Сузила обняла дочь и поцеловала ее, но потом очень резко и по-деловому поднялась на ноги.
– Это мама Дугалда, – сказала она.
– А она… – Уилл посмотрел на Мэри Сароджини, потом снова на Сузилу. Было ли слово «смерть» табу? Мог он употребить его в присутствии девочки?
– Вы хотели спросить, умирает ли она?
Он кивнул.
– Мы, конечно, ожидали этого, – продолжала Сузила. – Но не сегодня. Утром мне показалось, что ей стало получше… – Она помотала головой. – Что ж, мне надо ехать и быть рядом… Пусть я и буду находиться в другом мире. Но вообще-то он не настолько другой, как вы думаете. Простите, что оставили наш разговор незавершенным, но у нас еще будут возможности возобновить его. А пока чем бы вы хотели заняться? Можете оставаться здесь. Или я отвезу вас к доктору Роберту. А если хотите, поезжайте вместе со мной и Мэри Сароджини.

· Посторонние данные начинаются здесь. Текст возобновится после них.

PR #361, opened 2019-10-25
Fix jobqueue system config_name not correctly passed through

### LINKED ISSUE #358: Interface not loaded from config file
Hello!
I've been using dask-jobqueue for quite some time without messing with the default configuration file localted in `~/.config/dask`. Recently. I decided to change the config file `jobqueue.yaml` to avoid copy/pasting the same jupyter cell across notebooks and just call

```python

cluster = SLURMCluster()
```

with this configuration

```yaml
jobqueue:
  slurm:
    name: dask-worker
    cores: 12
    memory: 60GB 
    processes: 1
    interface: 'ib0' 
    local-directory: /home/grivera/scratch
    queue: mpi_short2
    walltime: '01:00:00'
    log-directory: /home/grivera/slurm_logs
```

instead of

```python

cluster = SLURMCluster(
    queue="mpi_short2",
    cores=12,
    memory="60GB",
    processes=1,
    interface="ib0",
    dashboard_address=":6767",
)
```

When using the config file, my workers don't seem to connect at all and eventually they get killed due to time out. To debug this, I printed `cluster.job_script()` for both cases and found the ip used is different, even thought I'm using the same values in both cases.

<details>
<summary> output of job_script when using kwargs </summary>

```bash
#!/usr/bin/env bash

#SBATCH -J dask-worker
#SBATCH -e /home/grivera/slurm_logs/dask-worker-%J.err
#SBATCH -o /home/grivera/slurm_logs/dask-worker-%J.out
#SBATCH -p mpi_short2
#SBATCH -n 1
#SBATCH --cpus-per-task=12
#SBATCH --mem=56G
#SBATCH -t 01:00:00

JOB_ID=${SLURM_JOB_ID%;*}

/home/grivera/miniconda3/envs/Work/bin/python -m distributed.cli.dask_worker tcp://192.168.0.15:33289 --nthreads 12 --memory-limit 60.00GB --name name --nanny --death-timeout 60 --local-directory /home/grivera/scratch --interface ib0
```
</details>

<details>
<summary> output of job_script when using the yaml file </summary>

```bash
#!/usr/bin/env bash

#SBATCH -J dask-worker
#SBATCH -e /home/grivera/slurm_logs/dask-worker-%J.err
#SBATCH -o /home/grivera/slurm_logs/dask-worker-%J.out
#SBATCH -p mpi_short2
#SBATCH -n 1
#SBATCH --cpus-per-task=12
#SBATCH --mem=56G
#SBATCH -t 01:00:00

JOB_ID=${SLURM_JOB_ID%;*}

/home/grivera/miniconda3/envs/Work/bin/python -m distributed.cli.dask_worker tcp://127.0.0.1:43852 --nthreads 12 --memory-limit 60.00GB --name name --nanny --death-timeout 60 --local-directory /home/grivera/scratch --interface ib0
```
</details>

If I omit the `interface` kwarg, the result is the same for both cases (workers can't connect and ip is 127.0.0.1) so I think this parameter is not being loaded from the config file.

guillaumeeb:
Closes #358

### DIFF
--- a/dask_jobqueue/core.py
+++ b/dask_jobqueue/core.py
@@ -391,6 +391,7 @@ class JobQueueCluster(SpecCluster):
     )
 
     job_cls = None
+    config_name = None
 
     def __init__(
         self,
@@ -421,9 +422,12 @@ class JobQueueCluster(SpecCluster):
                 "or SGEJob with the job_cls= argument."
             )
 
-        if config_name:
+        if config_name is not None:
+            self.config_name = config_name
+
+        if self.config_name:
             if interface is None:
-                interface = dask.config.get("jobqueue.%s.interface" % config_name)
+                interface = dask.config.get("jobqueue.%s.interface" % self.config_name)
 
         scheduler = {
             "cls": Scheduler,  # Use local scheduler for now
@@ -435,8 +439,8 @@ class JobQueueCluster(SpecCluster):
                 "security": security,
             },
         }
-        if config_name:
-            kwargs["config_name"] = config_name
+        if self.config_name:
+            kwargs["config_name"] = self.config_name
         kwargs["interface"] = interface
         kwargs["protocol"] = protocol
         kwargs["security"] = security
--- a/dask_jobqueue/tests/test_jobqueue_core.py
+++ b/dask_jobqueue/tests/test_jobqueue_core.py
@@ -3,9 +3,11 @@ import shutil
 import socket
 import sys
 import re
+import psutil
 
 import pytest
 
+import dask
 from dask_jobqueue import (
     JobQueueCluster,
     PBSCluster,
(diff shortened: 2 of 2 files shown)


guillaumeeb:
I tried to think how to test this, but nothing really clean comes to my mind, only something involving checking `cluster._kwargs` to check `interface` ... Should we do that?

mrocklin:
Thanks for resolving this @guillaumeeb .  

For testing, maybe we should check the scheduler_spec or worker_spec, to verify that the interface is somewhere in there?

```python
async def test_foo(cleanup);
    with dask.config.set(...):
        cluster = PBSCluster(asynchronous=True)  # no need to await it
        assert "my-interface" in str(cluster.scheduler_spec)
        assert "my-interface" in str(cluster.worker_spec)
```

guillaumeeb:
Thanks for the hint @mrocklin, I tried to add something. Did not pu the second assert because it caused problems as `cluster.worker_spec` was None and also because the original problem arised in Scheduler spec.

dask_jobqueue/core.py
```diff
@@ -421,9 +422,12 @@ def __init__(
                 "or SGEJob with the job_cls= argument."
             )
 
-        if config_name:
+        if config_name is not None:
+            self.config_name = config_name
```
lesteve: Not convinced this is the right fix, not 100% sure though. I need to look into it more ...

My instincts is that there is some unnecessary complicated things with config_name both a class variable at the Cluster level and the Job level ... a bit vague but I'll try to look at it tomorrow in more details.

guillaumeeb: Yeah I agree this might thought about it a little more, but maybe we could do this after fixing this problem? (I know, we'll probably never look at it again ...)

Maybe we should merge this and open another issue to indicate that we parse the config twice and create duplicate class variables?

lesteve: Wow it has been 19 days already ... I have a WIP PR in #366. Let me know if you have any comments.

– В качестве профессионального наблюдателя казней?
– Нет, не в качестве профессионального наблюдателя казней, – ответила она резко. – Вы просто человеческое существо, которому необходимо знать, как жить и как потом умирать. Необходимо настоятельно, подобно всем нам.
– Которому это даже важнее, чем многим другим, – сказал он. – Но я не стану там лишь помехой?

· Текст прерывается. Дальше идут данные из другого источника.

PR #362, opened 2019-11-04
Improve error message when cores or memory is not specified in cluster class

lesteve:
Small side-effect of #307.

```py
from dask_jobqueue.sge import SGECluster 
cluster = SGECluster() 
```

The error is confusing because it mentions `SGEJob` rather than `SGECluster` ...

```

ValueError: You must specify how much cores and memory per job you want to use, for example:
cluster = SGEJob(cores=8, memory='24GB')
```


mrocklin:
Thanks @lesteve !

PR #366, opened 2019-11-19
Simplify default config_name and job_cls mechanism

### LINKED ISSUE #358: Interface not loaded from config file

lesteve:
Supersedes and closes #361.
Fixes #358.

– Если не будете помехой для себя самого, то не помешаете никому.
Она взяла его за руку и помогла выбраться из гамака. Через две минуты они уже проезжали мимо пруда с лотосами и огромного Будды, медитировавшего под капюшоном кобры, мимо белого быка, а потом выехали через главные ворота. Дождь кончился, и на зеленом небе величавые облака сияли фигурами архангелов. Уже низко опустившееся на западе к горизонту солнце светило так ярко, что это казалось чем-то сверхъестественным.
Soles occidere et redire possunt, Nobis cum semel occidit brevis lux, Nox est perpetua una dormienda. Da mi basia mille[75].

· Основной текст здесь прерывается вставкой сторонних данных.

PR #375, opened 2019-12-02
Use a mix of processes and threads when processes is not specified

### LINKED ISSUE #332: Should we default to multiple processes (rather than multiple threads)?

lesteve:
Fixes #332, closes #334.

### DIFF
--- a/dask_jobqueue/core.py
+++ b/dask_jobqueue/core.py
@@ -25,8 +25,10 @@ job_parameters = """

Закаты и смерть; смерть, но затем опять поцелуи. А поцелуи означают новые рождения, а потом смерть еще одного поколения тех, кто так любуется закатами.
– Что вы говорите людям, которые умирают? – спросил он. – Тоже внушаете им не забивать себе головы мыслями о бессмертии и продолжать дело?
– Если вам угодно излагать это таким образом, то да: мы внушаем им именно это. Осознание и восприимчивость – в них состоит суть искусства смерти.
– И вы обучаете даже такому искусству?
– Я бы выразилась иначе. Мы помогаем им совершенствоваться в искусстве жизни, даже пока они умирают. Познание, кем в действительности является человек, понимание универсальной и обезличенной жизни, которая протекает внутри каждого из нас, – в этом заключено искусство жизни, и мы можем только помогать умирающим продолжать идти путем познания. До самого конца. А быть может, и после того, как наступит конец.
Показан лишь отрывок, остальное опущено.